§ DATA FOR THIS EXERCISE
········

PR #7558, opened 2025-08-19
lab: New Model classes and storage ideas

bastianallgeier:
## Moved into Notion
https://www.notion.so/getkirby/New-Model-classes-and-storage-ideas-2ae59ef0a5cb80209661f2244d878c6a?v=2ae59ef0a5cb81fb9a98000c648995ef&source=copy_link

### DIFF
--- a/src/Model/FileParent.php
+++ b/src/Model/FileParent.php
@@ -1,0 +1,34 @@
+<?php
+
+namespace Kirby\Model;
+
+class FileParent
+{
+	protected Model $parent;
+
+	public function __construct(
+		protected Model|string $pointer,
+	) {
+	}
+
+	public static function from(Model|self|string $parent): static
+	{
+		if ($parent instanceof self) {
+			return $parent;
+		}
+
+		return new static($parent);
+	}
+
+	public function load(): Model
+	{
+		return $this->parent ??= match (true) {
+			$this->pointer === null
+				=> null,
+			$this->pointer instanceof Model
+				=> $this->pointer,
+			default
+				=> Page::findByIdentifier($this->pointer),
+		};
+	}
+}
--- a/src/Model/FileStorage.php
+++ b/src/Model/FileStorage.php
@@ -1,0 +1,123 @@
+<?php
+
+namespace Kirby\Model;
+
+use Kirby\Data\Data;
+use Kirby\Exception\DuplicateException;
+use Kirby\Filesystem\F;
+use Kirby\Uuid\Uuid;
+use Throwable;
+
+class FileStorage extends Storage
+{
+	public function changeFilename(FileMeta $oldMeta, FileMeta $newMeta): void
+	{
+		$name      = F::name($newMeta->filename);
+		$extension = F::extension($newMeta->filename);
+		$directory = dirname($newMeta->identifier);
+
+		$newMeta->identifier = $directory . '/' . $name . '.' . $extension;
+
+		$this->moveIdentifier($oldMeta, $newMeta);
+	}
+
+	public function changeNum(FileMeta $oldMeta, FileMeta $newMeta): void
+	{
+		$this->update([
+			'num' => $newMeta->num,
+		]);
+	}
+
+	public function changeTemplate(FileMeta $oldMeta, FileMeta $newMeta): void
+	{
+		$this->update([
+			'template' => $newMeta->template,
+		]);
+	}
+
+	protected static function contentFile($meta): string
+	{
+		return $meta->identifier . '.txt';
+	}
+
+	public static function create(FileMeta $meta): File
+	{
+		// create the new identifier
+		$meta->identifier = static::createIdentifier($meta);
+
+		// generate the new UUID if it is not set yet
+		$meta->uuid ??= Uuid::generate();
+
+		// use the default template if it is not set yet
+		$meta->template ??= 'default';
+
+		if (is_file($meta->identifier) === true) {
+			throw new DuplicateException('The file already exists');
+		}
+
+		// copy the source file to the new identifier
+		F::copy($meta->source, $meta->identifier);
+
+		// create the new content file
+		Data::write(static::contentFile($meta), [
+			'template' => $meta->template,
+			'num'      => $meta->num,
+			'uuid'     => $meta->uuid,
+		]);
+
+		return static::find(File::class, $meta->identifier);
+	}
+
+	protected static function createIdentifier(FileMeta $meta): string
+	{
+		// create the new identifier
+		$identifier = $meta->parent->load()->meta()->identifier;
+
+		// add the filename
+		$identifier .= '/' . $meta->filename;
+
+		return $identifier;
+	}
+
+	public static function find(string $class, string $identifier): Model|null
+	{
+		if (is_file($identifier) === false) {
+			return null;
+		}
+
+		$meta = new FileMeta(
+			filename: basename($identifier),
+			identifier: $identifier,
+			parent: FileParent::from(dirname($identifier)),
+			source: $identifier,
+		);
+
+		try {
+			$content	    = Data::read(static::contentFile($meta));
+			$meta->num      = $content['num']      ?? null;
+			$meta->template = $content['template'] ?? 'default';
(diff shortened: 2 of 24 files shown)


src/Model/UserMeta.php
```diff
@@ -0,0 +1,26 @@
...
+class UserMeta extends ModelMeta
+{
+	public function __construct(
+		public string $identifier,
+		public string|null $email = null,
+		int $created = 0,
+		public string|null $language = null,
+		int $modified = 0,
+		public string|null $name = null,
+		public string|null $password = null,
```
lukasbestle, line 14: `Todo`: We should go for `$secrets` here as the `.htpasswd` file can also contain a TOTP secret and later other secrets (like the WebAuthn key). The `password` methods are only still present in `File` for compatibility. We shouldn't use this term going forward.

src/Model/Storage.php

········

§ PROBLEM STATEMENT
Looking at the data above, show all lines where the word "string" occurs.

§ SOLUTION
+		protected Model|string $pointer,
+	public static function from(Model|self|string $parent): static
+	protected static function contentFile($meta): string
+	protected static function createIdentifier(FileMeta $meta): string
+	public static function find(string $class, string $identifier): Model|null
+		public string $identifier,
+		public string|null $email = null,
+		public string|null $language = null,
+		public string|null $name = null,
+		public string|null $password = null,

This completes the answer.